Теперь, когда я уже немного отдышалась, я была просто не в силах сдерживаться, мне хотелось поскорее дойти до сути деда и облегчить моему собеседнику его задачу; поэтому я почти крикнула:
- Но ведь меня считают моральной виновницей несчастного случая! Мне известна версия нашей семьи: мой муж узнал, что ребенок, которого я жду, не его, и, сраженный якобы этим известием, решился на страшный поступок.
- Какой поступок?
- Ах, значит, вы не верите?
Он не ответил. Я продолжала:
- У меня самой достаточно веские причины не верить. Равно как я не верю и в то, что тут сыграло роль открытие тайны, ибо для него это не была тайна. Мой муж знал, что я беременна, и беременна от другого...
- Мадам...
- Я отлично все понимаю, доктор. Я не настолько наивна, чтобы пытаться заставить вас сказать мне то, о чем, я вижу, вы решили промолчать. Хотя, в конце концов, я его жена, и будь я здесь... Но это уж другое дело. Считаете ли вы, что я имею право знать если не причины несчастного случая, то по меньшей мере как он произошел?
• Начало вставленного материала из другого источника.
PR #10985, opened 2023-12-11
Fix the dualtor ecmp nexthop test

congh-nvidia:
### Description of PR

Summary:
The test case tests/dualtor/test_orchagent_active_tor_downstream.py::**test_downstream_ecmp_nexthops** fails on our testbed because of 2 issues:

Как, наконец, в действительности он мог упасть из окна? Не можете ли вы, не можете ли вы, как врач, ответить на этот вопрос?
Он отвернулся. Я терпеливо ждала. Наконец он заговорил, медленно, взвешивая каждое слово:
- Вы так же хорошо, как и я, знаете, что речь идет о сверхчувствительной натуре. В комнате, куда он удалился, чтобы успокоиться и прийти в себя, у него началась тошнота. Он открыл окно, оперся о подоконник, его вырвало, он высунулся сильнее, и его снова вырвало. От этих потуг, от прилива крови к голове сознание затмилось, он высовывался все больше и больше и потерял равновесие. Вот и все.
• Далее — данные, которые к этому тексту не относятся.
PR #10970, opened 2023-12-08
[conditional mark] skip test_decap for 7260cx3 in 202305 release

StormLiangMS:
### Description of PR

Summary:
Fixes # (issue)

### Type of change

- [ ] Bug fix
- [ ] Testbed and Framework(new/improvement)
- [ ] Test case(new/improvement)

### Back port request
- [ ] 201911
- [ ] 202012
- [ ] 202205
- [ ] 202305

#### What is the motivation for this PR?
test_decap is not supported for TH2 T1 in 202305 release, skip this test.

#### How did you do it?
Skip test in conditional mark.

#### How did you verify/test it?
Manual verify it.

PR #10992, opened 2023-12-11
test_decap IP header mask

bobbymcgonigle:
### Description of PR

Summary:
Fixes # (issue)
Fix test_decap.py incorrect packet matching failure

### Type of change

- [x] Bug fix

### Back port request
- [ ] 201911
- [ ] 202012
- [ ] 202205
- [x] 202305

This test is failing indicating that the sent packet is not being received. It actually is being received but the packet matching function returns False because of some IP header information. This information needs to be masked. The test also uses deprecated functions which I updated.

#### How did you do it?
Masked chksum, tos and tc IP headers

Ran test reliably passes after the change

Arista SKUs


StormLiangMS:
@bobbymcgonigle This test case can pass well on master, but not on 202305, it is a day one issue, and get fixed in the image by PR https://github.com/sonic-net/sonic-buildimage/pull/16097. 
I have a PR to skip for 7260 on 202305. https://github.com/sonic-net/sonic-mgmt/pull/10970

У меня перехватило дыхание. Перед моими глазами встала вся эта картина, и я почуяла за ней нечто большее, чем обычное волнение... Ксавье, один, у моего окна, загнанный, затравленный, доведенный до такого отвращения, что у него начинается рвота и он падает вниз... Я почти не слушала доктора, объяснявшего, как были установлены подробности катастрофы: следы рвоты на карнизе третьего этажа и также на кустах, куда рухнуло тело...
- Но что такое ему могли сказать?.. Что они ему сделали, что так сломило его?..
Доктор Освальд неопределенно махнул рукой и тем напомнил мне о своем присутствии. Впрочем, вовсе не ему я адресовала свой вопрос. И я отлично знала, что больше он мне ничего не скажет. Этот человек знал то, чего не знала я, и я была бессильна заставить его говорить. Я чувствовала его симпатию ко мне, чувствую ее и сейчас, равно как и отказ его продолжить разговор.
Так я и осталась при своем неведении. Между сообщением доктора и тем, что сказала мне тетя Луиза, осталась зиять пустота. Несовместимы были эти варианты.
Я поднялась с места и застыла, как час назад на улице Ренкэн. Пора мне наконец уйти. Я уже видела, как открываю, нет, вламываюсь в дверь спальни тети Эммы; как это я могла не начать с нее!
Я поблагодарила доктора за его любезность. Извинилась, что отняла у него столько времени. Распрощалась с ним.
Подошла к двери, открыла ее. На стуле в коридоре сидела тетя Луиза.
- Стало быть, ты знала, что я здесь? Тебе сказала сиделка? Как мило с твоей стороны, тетя Луиза, что ты приехала сюда за мной, но нам с тобой сидеть некогда, я очень спешу.